The deal has to have upside in it; there have to be things currently wrong with the property that will represent increases in value once they are turned around. So if the property is 20-30% vacant, the rents on the occupied units haven’t been raised in 5 years, and there are repairs that haven’t been done, that creates potential upside. A buyer you resell to could come in, turn all these factors around, and cause a big bump in the property’s value.
Big apartment complexes typically don’t attract newbie investors. The people you resell to are going to be pro investors who know what a good deal looks like. If your deal doesn’t have these upside factors and it doesn’t have location working for, they’ll see that immediately and bid you goodbye.
Also when you have these three elements present in the property, it is highly likely the owner is going to be hurting financially and motivated to sell cheap just to get out of the property. Deferred maintenance scares away good tenants, rents then need to be lowered to fill the units, lower rents attract lower quality tenants, lower quality tenants are harder on the property and don’t pay, and the spiral continues downward.
It is these very elements you put to work in your negotiations to get the cheap price on the contract you need. Without a big upside no end-investor will be interested, so you must know these elements.
The other thing that is different with flipping apartments is the kind of buyer you will be selling to.
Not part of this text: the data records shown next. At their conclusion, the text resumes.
PR #200, opened 2020-01-20
Zoom overlay

Swaathik:


gustavo-salazar:
Just found bug, panning by dragging either the tree or the Protvista component is not working.
Not sure if is at the level of the nightingale component or the way we are dealing with it in interPro7.

gustavo-salazar:
I guess is at nightingale level because the error happens here as well: https://ebi-webcomponents.github.io/nightingale/#/manager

Rehabbing houses has become so popular that you often find yourself reselling to relative newbies, which comes with it’s own problems. When flipping apartments, just about all of the time you are dealing with flat out pros.
These are people with multi-million dollar lines of credit, bank accounts with a few million in cash sitting there, or both, who have absolutely no problem with you making a $50,000 profit assigning your contract to them. They know full well they will be pulling a couple million out of the property in two years or thereabouts, so fifty thousand dollars is a small price to pay.
The truth is, by saving the end investor the time and hassle of having to go and find the property you have created a great deal of value for them. He/she will gladly pay your fee, ensuring you receive the money because they want you to go out and do for them all over again.
This is the world of flipping apartment buildings. It may be a little different to what you are used to.